Probably the most obvious example of the COVID middleman is Amazon, which sells mostly products made by others online. The idea of retail is nothing new (most brick-and-mortar retail outlets don't craft their own merchandise), but the ubiquitousness of product delivery during a pandemic led to Amazon CEO Jeff Bezos' own wealth increase of over $70 Billion since March of 2020. This is not to say that product middleman delivery services like Amazon, Grubhub, Instacart, or others are not useful during a pandemic lockdown. Indeed, they have likely helped to ensure that many small restaurants are able to continue accessing markets and that many consumers who are unable to safely leave their home are able to receive food and other sundries. However, the fact remains that these services siphon capital up and away from local main street businesses. Between the consumer, restauranteur, and delivery person, each is giving up some value that ultimately finds its way to a Jeff Bezos or other shareholder.
This brings us back to the angry crowds and sour disposition of the Wall Street Journal with regard to the perceived constriction of the economy as a result of COVID lockdowns. Those who are legitimately suffering — the Bob Cratchits — are sorely in need of that post-haunting patronage of an enlightened Ebenezer Scrooge: to purchase a sufficient goose or to seek proper medical care for Tiny Tim.

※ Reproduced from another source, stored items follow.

PR #779, opened 2022-09-08
Align deploy and declare cheatcodes with new state implementation

### LINKED ISSUE #766: Fix declare and deploy cheatcodes

Arcticae:
fixes #766

### DIFF
--- a/protostar/commands/test/cheatcodes/declare_cheatcode.py
+++ b/protostar/commands/test/cheatcodes/declare_cheatcode.py
@@ -5,6 +5,7 @@ from typing import Optional, Dict
 from starkware.python.utils import from_bytes
 from starkware.starknet.business_logic.transaction.objects import InternalDeclare
 from starkware.starknet.public.abi import AbiType
+from starkware.starknet.services.api.gateway.transaction import DEFAULT_DECLARE_SENDER_ADDRESS
 from starkware.starknet.testing.contract import DeclaredClass
 from starkware.starknet.testing.contract_utils import EventManager, get_abi
 
@@ -59,21 +60,26 @@ class DeclareCheatcode(Cheatcode):
     async def _declare_contract(self, contract_path: Path):
         contract_class = self._starknet_compiler.compile_contract(contract_path)
 
-        tx = await InternalDeclare.create_for_testing(
-            ffc=self.state.ffc,
+        tx = InternalDeclare.create(
             contract_class=contract_class,
             chain_id=self.general_config.chain_id.value,
+            sender_address=DEFAULT_DECLARE_SENDER_ADDRESS,
+            max_fee=0,
+            version=0,
+            signature=[],
+            nonce=0,
         )
 
-        with self.state.copy_and_apply() as state_copy:
-            tx_execution_info = await tx.apply_state_updates(
-                state=state_copy, general_config=self.general_config
-            )
+        await tx.apply_state_updates(
+            state=self.cheatable_state, general_config=self.general_config
+        )
 
         abi = get_abi(contract_class=contract_class)
         self._add_event_abi_to_state(abi)
-        class_hash = tx_execution_info.call_info.class_hash
+        class_hash = tx.class_hash
         assert class_hash is not None
+        await self.cheatable_state.set_contract_class(class_hash, contract_class)
+
         return DeclaredClass(
             class_hash=from_bytes(class_hash),
             abi=get_abi(contract_class=contract_class),
--- a/protostar/commands/test/cheatcodes/declare_cheatcode.py
+++ b/protostar/commands/test/cheatcodes/declare_cheatcode.py
@@ -70,9 +70,10 @@ class DeclareCheatcode(Cheatcode):
             nonce=0,
         )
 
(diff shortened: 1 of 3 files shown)


mkaput:
does this fix #766 ?

protostar/commands/test/cheatcodes/deploy_cheatcode.py
```diff
@@ -27,5 +32,26 @@ def deploy_prepared(
...
+            constructor_calldata=prepared.constructor_calldata,
+            hash_value=deploy_tx_hash,
+            version=0,
+        )
+
+        asyncio.run(self._run_deploy_tx(tx))
+        return DeployedContract(contract_address=prepared.contract_address)
+
+    async def _run_deploy_tx(self, tx: InternalDeploy):
+        await tx.apply_state_updates(
```
mkaput, line 55: again, isn't copy_and_apply needed here?

protostar/commands/test/cheatcodes/deploy_cheatcode.py
```diff
@@ -27,5 +32,26 @@ def deploy_prepared(
...
+        tx = InternalDeploy(
+            contract_address=prepared.contract_address,
+            contract_address_salt=prepared.salt,
+            contract_hash=to_bytes(prepared.class_hash),
+            constructor_calldata=prepared.constructor_calldata,
+            hash_value=deploy_tx_hash,
+            version=0,
+        )
+
+        asyncio.run(self._run_deploy_tx(tx))
```
mkaput, line 51: There's a method called `sync_apply_state_updates` in `InternalStateTransaction` which I think we can use here instead of calling into asyncio

mkaput (changes requested):
Also, it would be awesome to hide the logic of this behind the `Cheater` interface introduced in #776, but I can also do this in separate PR.

protostar/commands/test/cheatcodes/declare_cheatcode.py
```diff
@@ -59,21 +60,26 @@ def declare(
...
+            version=0,
+            signature=[],
+            nonce=0,
         )
 
-        with self.state.copy_and_apply() as state_copy:
-            tx_execution_info = await tx.apply_state_updates(
-                state=state_copy, general_config=self.general_config
-            )
+        await tx.apply_state_updates(
```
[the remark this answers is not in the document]
Arcticae: if anything fails we want the app to basically crash, right? i don't see the scenario where we would want to roll back from that kind of failure

protostar/commands/test/cheatcodes/deploy_cheatcode.py
Arcticae: OK i will check that one out

protostar/commands/test/cheatcodes/declare_cheatcode.py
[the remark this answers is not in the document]
mkaput: We want it to crash but that doesn't mean that we should leave the state in dirty state IMHO. Who knows if the lack of rolling will not break things in the future for example... 🤔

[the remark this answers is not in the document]
Arcticae: Yeah this sounds reasonable.

Arcticae:
> Also, it would be awesome to hide the logic of this behind the `Cheater` interface introduced in #776, but I can also do this in separate PR.

I am wondering how should i abstract away this logic into a Cheater - i operate directly on the state here and don't need to store anything else really

mkaput:
> > Also, it would be awesome to hide the logic of this behind the `Cheater` interface introduced in #776, but I can also do this in separate PR.
> 
> I am wondering how should i abstract away this logic into a Cheater - i operate directly on the state here and don't need to store anything else really

The trick is that I would like to revoke a direct access to the state in Cheatcodes. Okay let's do this in separate PR because this is not fully clear indeed.

protostar/commands/test/cheatcodes/deploy_cheatcode.py
Arcticae: this one is a bummer because the `cheatable_state` does not pass instance check of a sync state, which crashes in case i use `sync_apply_state_updates`.

protostar/commands/test/cheatcodes/declare_cheatcode.py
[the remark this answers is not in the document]
Arcticae: done

protostar/commands/test/cheatcodes/deploy_cheatcode.py
Arcticae: done

MaksymilianDemitraszek (approved):
Please address @mkaput comments before merging though

protostar/commands/test/cheatcodes/deploy_cheatcode.py
mkaput: I think you can call copy and apply manually in the same way copy_and_apply does internally. I have asked StarkWare people about this internally.

mkaput (approved):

But Ebenezer's assistance came not from a macroeconomic expansion: it came from his pocket. Likewise, the economic relief needed by Americans will (apparently) not come from the economy's sunny third quarter performance... not directly anyway. No, that relief will come in much the same manner as described by Dickens: from the pocket of those hoarding those economic gains. From all the dimes per haircut or nickels per pound of hamburger.
For Congress to bicker over a $600 versus a $2,000 stimulus check means the world to some families, but it is ultimately a discussion that misses the point. When those receiving the check are paying a higher effective tax rate than those who are siphoning resources to the top of the economic pyramid, the discussion is ultimately one of rearrangement.
Ideally, Congress should issue a sizeable stimulus check paid for from the profits of those Scrooges and Dick Tracy gangsters — if middleman services are in fact a blessed necessity during the pandemic, then to allow that degree of profiteering on the back of such suffering is problematic at best, or sinful at worst.
The $286 Billion in direct aid (checks and unemployment benefits) anticipated in the second stimulus package could be fully paid for by raising a new marginal rate for capital gains for billionaires. Out of the one Trillion dollars made by American billionaires since March, assuming the bulk of that has been taxed at the 20% capital gains rate, establishing a new top marginal rate of somewhere between 45-50% could suffice.
Absent the use of several specters to go about alternately shaming or frightening the ultra-rich into purchasing geese and health care for their employees, Congress should play the role of the supernatural advisors and compel them to feel the Christmas spirit.